We got up before six for a dawn patrol surf session. Got all packed up to leave as well. Graham got up to consider going with us. We visited briefly but he was pretty “fuzzy headed” from partying late and eventually decided to go back to bed. By the time we got to the waterfront of Durban it was closing in on 8 AM and we were surprised to find hundreds of people, perhaps thousands, out running, biking, surfing, body boarding, and generally just enjoying the lovely, warm spring morning. The surf lineup was packed so we drove north to take a look at some other spots. After much searching and not finding anything worthwhile we had to make a decision about our future: do we drive 2 hours back to the south beaches where we might find better surf, or do we continue on our journey northward, getting us closer to Mozambique or Victoria Falls. We decided we would go south and spend 4 or 5 days, then drive in a very “focused” manner through Botswana and on to Victoria Falls. However, Bob had me pull over just before we got on the highway. He was getting pretty burned out on the crowded resort beaches in and around Durban and we weren’t finding many waves anyway. I backed off the onramp, turned around and we drove north instead; another unscripted moment.

It was getting hot and the wind was picking up, though it wasn’t quite noon. We decided to find a good swimming beach and spend a couple of hours getting some exercise. After checking a few beaches we had to settle on one that was nice enough but this whole stretch of coast seems to be pretty rocky so it wasn’t great swimming. I swam a bit, then worked on getting some tan back, and read. Bob spent most of the time swimming and body boarding in the strong surf.
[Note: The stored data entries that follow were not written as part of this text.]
PR #1212, opened 2026-08-26
Add Top3, the peptide-to-protein estimator that does not scale with peptide count

trishorts:
> **Stacked on #1211.** That is what makes this small: with roll-up an abstract base driven by an `IAggregationStrategy`, Top3 is an aggregation plus a two-line roll-up rather than a fourth copy of the roll-up loop. Merge #1211 first and this diff is two small files plus tests.

Summing peptides to a protein makes the protein's intensity depend on how many of its peptides were identified — a property of the search as much as of the sample. Averaging every peptide removes that bias but lets one poorly-ionizing peptide drag the estimate down.

Top3 — the average of the three most intense observed peptides ([Silva et al. 2006](https://doi.org/10.1074/mcp.M500230-MCP200)) — is the usual answer, and is the basis for comparing abundance between *different proteins* rather than one protein across samples. It is one of the two protein strategies PR #985 proposed for the LFQ half of #996; the other, median polish, is now issue #1214.

### Two judgement calls

**Fewer than three observations average what is there**, rather than dividing by three. Dividing by three would report a protein seen twice as *smaller* than the same protein seen three times — precisely the bias Top3 exists to remove.

**Not suitable as a `CollapseAggregationStrategy`**, and now documented as such on the class (per review). Top3 estimates a protein's abundance from its peptides, so it means something only when the values being combined are peptides of one protein. Collapsing fractions or technical replicates combines repeated measurements of the *same* thing, where taking the three largest is a bias rather than an estimate — and the collapse path does not exclude zeros first, so unobserved samples would count as values. It is meant to be used through `Top3RollUp`.

### Implementation notes

The top three are tracked in a single pass rather than by sorting the span. The running maxima start at `double.NegativeInfinity` rather than `0`, because the caller's buffer comes from an array pool that does not zero what it hands back.

### Tests

9, including the one that makes the case: the same per-peptide abundance rolled up for a three-peptide and a six-peptide protein.

| | 3 peptides @ 100 | 6 peptides @ 100 |
|---|---|---|
| `Top3RollUp` | 100 | 100 |
| `SumRollUp` | 300 | 600 |

`Test.Quantification` and `Test.Omics` are green — 925 passed.

### DIFF
--- a/mzLib/Quantification/Strategies/RollUp/AggregatingRollUp.cs
+++ b/mzLib/Quantification/Strategies/RollUp/AggregatingRollUp.cs
@@ -1,0 +1,81 @@
+using System;
+using System.Buffers;
+using System.Collections.Generic;
+using Quantification.Interfaces;
+
+namespace Quantification.Strategies
+{
+    /// <summary>
+    /// Rolls lower-level rows up to higher-level rows by combining each column with an
+    /// <see cref="IAggregationStrategy"/>.
+    ///
+    /// Which rows are combined is not a strategy decision here -- the caller's map already says so --
+    /// so the only behaviour a roll-up carries is how the values are combined, and that is exactly
+    /// what IAggregationStrategy names. Splitting it out is the same separation that
+    /// <see cref="ICollapseStrategy"/> and IAggregationStrategy make for sample collapsing, and it
+    /// keeps <see cref="QuantificationParameters"/> readable as a full description of the processing:
+    /// <see cref="SumRollUp"/> still means sum and nothing else.
+    ///
+    /// Zeros are excluded before aggregating. The matrix uses 0 for "not observed", so a row that was
+    /// never measured in a sample should not pull a median down or a mean toward zero. Summing is
+    /// unaffected by the exclusion, which is why <see cref="SumRollUp"/> and <see cref="MedianRollUp"/>
+    /// both keep their previous results.
+    /// </summary>
+    public class AggregatingRollUp : IRollUpStrategy
+    {
+        private readonly IAggregationStrategy _aggregation;
+
+        public AggregatingRollUp(IAggregationStrategy aggregation)
+        {
+            _aggregation = aggregation ?? throw new ArgumentNullException(nameof(aggregation));
+        }
+
+        public string Name => _aggregation.Name + " Roll-Up";
+
+        public QuantMatrix<THigh> RollUp<TLow, THigh>(QuantMatrix<TLow> matrix, Dictionary<THigh, List<int>> map)
+            where TLow : IEquatable<TLow>
+            where THigh : IEquatable<THigh>
+        {
+            var rolledUpMatrix = new QuantMatrix<THigh>(map.Keys, matrix.ColumnKeys, matrix.ExperimentalDesign);
+
+            var pool = ArrayPool<double>.Shared;
+            double[] aggregated = pool.Rent(matrix.ColumnCount);
+            double[] observed = pool.Rent(Math.Max(1, matrix.RowCount));
+
+            try
+            {
+                foreach (var kvp in map)
+                {
+                    List<int> lowIndices = kvp.Value;
+
+                    for (int col = 0; col < matrix.ColumnCount; col++)
+                    {
+                        // Gather the observed values for this column. A rented buffer is not zeroed,
+                        // so the count -- not the buffer length -- bounds what the aggregator sees.
+                        int observedCount = 0;
+                        foreach (int lowIndex in lowIndices)
+                        {
+                            double value = matrix.Matrix[lowIndex, col];
+                            if (value > 0)
+                            {
+                                observed[observedCount++] = value;
+                            }
+                        }
+
+                        aggregated[col] = _aggregation.Aggregate(
+                            new ReadOnlySpan<double>(observed, 0, observedCount));
+                    }
+
+                    rolledUpMatrix.SetRow(kvp.Key, aggregated);
+                }
+            }
+            finally
+            {
+                pool.Return(aggregated, clearArray: true);
+                pool.Return(observed, clearArray: true);
+            }
+
+            return rolledUpMatrix;
+        }
+    }
+}
--- a/mzLib/Quantification/Strategies/RollUp/AggregatingRollUp.cs
+++ b/mzLib/Quantification/Strategies/RollUp/AggregatingRollUp.cs
@@ -21,10 +21,16 @@ namespace Quantification.Strategies
     /// <see cref="QuantificationParameters"/> says what was actually done to compute the intensities.
     /// Adding one is a two-line subclass naming its aggregation.
     ///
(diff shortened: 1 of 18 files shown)


Alexander-Sol (changes requested):
I love this, great change. However, AggregatingRollUp should be an abstract class, as their is no default aggregation behavior and it is must have a concrete class associated with it to meaningfully record what was done to calculate protein intensities.

mzLib/Quantification/Strategies/RollUp/AggregatingRollUp.cs
```diff
@@ -0,0 +1,81 @@
...
+    /// <see cref="IAggregationStrategy"/>.
+    ///
+    /// Which rows are combined is not a strategy decision here -- the caller's map already says so --
+    /// so the only behaviour a roll-up carries is how the values are combined, and that is exactly
+    /// what IAggregationStrategy names. Splitting it out is the same separation that
+    /// <see cref="ICollapseStrategy"/> and IAggregationStrategy make for sample collapsing, and it
+    /// keeps <see cref="QuantificationParameters"/> readable as a full description of the processing:
+    /// <see cref="SumRollUp"/> still means sum and nothing else.
+    ///
+    /// Zeros are excluded before aggregating. The matrix uses 0 for "not observed", so a row that was
```
Alexander-Sol: Can you edit this comment to say this method is not recommended for use as an ICollapseAggregationStrategy?

trishorts:
Thanks — both addressed.

The abstract change lives in #1211 (`a165719`) and is merged into this branch; `Top3RollUp` already satisfied it.

Your comment about the collapse aggregation strategy is on `Top3Aggregation` now, and it's the case that most deserved it. Top3 estimates a protein's abundance *from its peptides*, so it only means anything when the values being combined are peptides of one protein. Collapsing fractions or technical replicates combines repeated measurements of the same thing, where taking the three largest is a bias rather than an estimate — and the collapse path doesn't exclude zeros first, so unobserved samples would be counted as values too. Documented as not recommended in that role, with `Top3RollUp` named as the way in.

The general form of the same point is on `AggregatingRollUp` in #1211: the zero-exclusion is done by the roll-up, not by the aggregation, so any aggregation whose meaning depends on it changes behaviour when used to collapse.

Descriptions on both PRs rewritten. 925 tests green across `Test.Quantification` and `Test.Omics`.

mzLib/Quantification/Strategies/RollUp/AggregatingRollUp.cs
trishorts: Done — and split across both classes, since the point applies at two levels.

On `AggregatingRollUp` (in #1211, commit `a165719`) I documented the general form: the zero-exclusion happens **here, in the roll-up**, not in the aggregation. `IAggregationStrategy.Aggregate` is specified to include zeros and leave that choice to its caller, so the same aggregation passed as `QuantificationParameters.CollapseAggregationStrategy` sees zeros and behaves differently there. Any aggregation whose meaning depends on the exclusion is therefore not recommended in that role.

On `Top3Aggregation` (this PR) I put the specific version, since Top3 is the sharpest case: it estimates a protein's abundance *from its peptides*, so it only means anything when the values being combined are peptides of one protein. Collapsing fractions or technical replicates combines repeated measurements of the same thing, where taking the three largest is a bias rather than an estimate — and the collapse path does not exclude zeros first, so unobserved samples would count as values too. It names `Top3RollUp` as the way in.

Alexander-Sol (dismissed):

mzLib/Test/Quantification/Top3AggregationTests.cs
```diff
@@ -0,0 +1,168 @@
...
+            };
+            var design = new TestExperimentalDesign(
+                new Dictionary<string, ISampleInfo[]> { [File] = columns.ToArray() });
+
+            // Six peptides, all at 100. Rows 0-2 are one protein, rows 0-5 the other.
+            var rows = Enumerable.Range(0, 6).Select(i => new Key($"pep{i}")).ToList();
+            var matrix = new QuantMatrix<Key>(rows, columns, design);
+            foreach (var row in rows)
+            {
+                matrix.SetRow(row, new[] { 100.0 });
```
nbollis, line 127: [synthesis] Roll-up-level tests do not prove Top3 wiring through the shared loop

The roll-up tests use only uniform or two-observation inputs, so Mean or Median aggregation would produce the same arithmetic results. The exact Top3 estimator is therefore pinned mostly by the Name string and direct aggregation tests, not by an end-to-end roll-up case with heterogeneous peptide intensities.

Suggestion: Add a roll-up test with heterogeneous peptide values, e.g. `{100, 80, 60, 5, 1}` rolling up to `80`, so Mean and Median would fail.

nbollis (commented):
## Review Summary

- 1 suggestion in `mzLib/Test/Quantification/Top3AggregationTests.cs`.
- No summary-only findings.

This is a test-strength comment: the current roll-up integration cases do not distinguish Top3 from Mean or Median end-to-end through the shared loop.

mzLib/Test/Quantification/Top3AggregationTests.cs
trishorts: Fixed in `5804ab39`, with the input you suggested.

A roll-up over `{100, 80, 60, 5, 1}` separates all four estimators — Top3 = 80, Mean = 49.2, Median = 60, Sum = 246 — and the test asserts all of them, so a mis-wiring reads as a visibly different number rather than a coincidental match.

Mean and Median have no named roll-up to call, so the test defines a subclass of `AggregatingRollUp` to drive them. That is the two-line cost the abstract base was meant to have.

nbollis (approved):

trishorts:
@acesnik — second approval please, if you can. 1/2 with nbollis.

**Stacked on #1211** — merge that first and this shrinks to two small files plus tests. Adds Top3 (Silva et al. 2006) as an `IAggregationStrategy` plus a two-line named roll-up, which is the shape #1211 was meant to make cheap.

One judgement call worth checking: fewer than three observed peptides average what is there rather than dividing by three. Dividing by three would report a protein seen twice as smaller than the same protein seen three times, which is the bias Top3 exists to remove.

acesnik:
🤖 Both review points are addressed — `AggregatingRollUp` is abstract, and the collapse-strategy caveat is documented. The Silva 2006 citation with the reasoning for why Top3 rather than sum or mean is the kind of comment that survives a rewrite, and worth having.

One process point rather than a code one, which is why I have not approved yet: this branch is a git descendant of `quant/rollup-aggregation`, so its diff against master contains all of #1211's collapse, including the `ArrayPool` fix. Reviewing it now means reviewing that collapse a second time inside a larger diff, and re-reviewing it after #1211 merges when the diff shrinks.

Merging #1211 first reduces this to the Top3 addition alone, which is the review actually worth having here. Happy to approve as soon as that lands — flagging it so it does not look like this is waiting on anything of yours.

Our minds made up, we stocked up on groceries and jumped on the toll road in hopes of making it to St. Lucia, which is known for beautiful beaches, coral reefs, snorkeling, diving, and birding, but there doesn’t appear to be many, if any, surf opportunities. It got dark before we made it to St. Lucia so we got a room at a sort of backpackers place called Khumbulani Lodge. The brochure said it is rated by its guests as one of the best hostels in Zululand but I’m afraid this guest will have to disagree. It is really just a big house with lots of rooms but since they don’t serve breakfast it isn’t considered a B&B. We had the best room in the house since we were the only ones staying there, so at least it was pretty quiet. The “lodge” hasn’t had much attention since the 1970’s I’d guess, by looking at the furniture and fixtures and it would have to be a whole lot cleaner to get my stamp of approval. However, we did eventually get the water to work in our room (can’t drink the water here and their private tank was having troubles) so we took a bath and got a good night’s sleep in the queen bed that did not require the use of our personal bedding.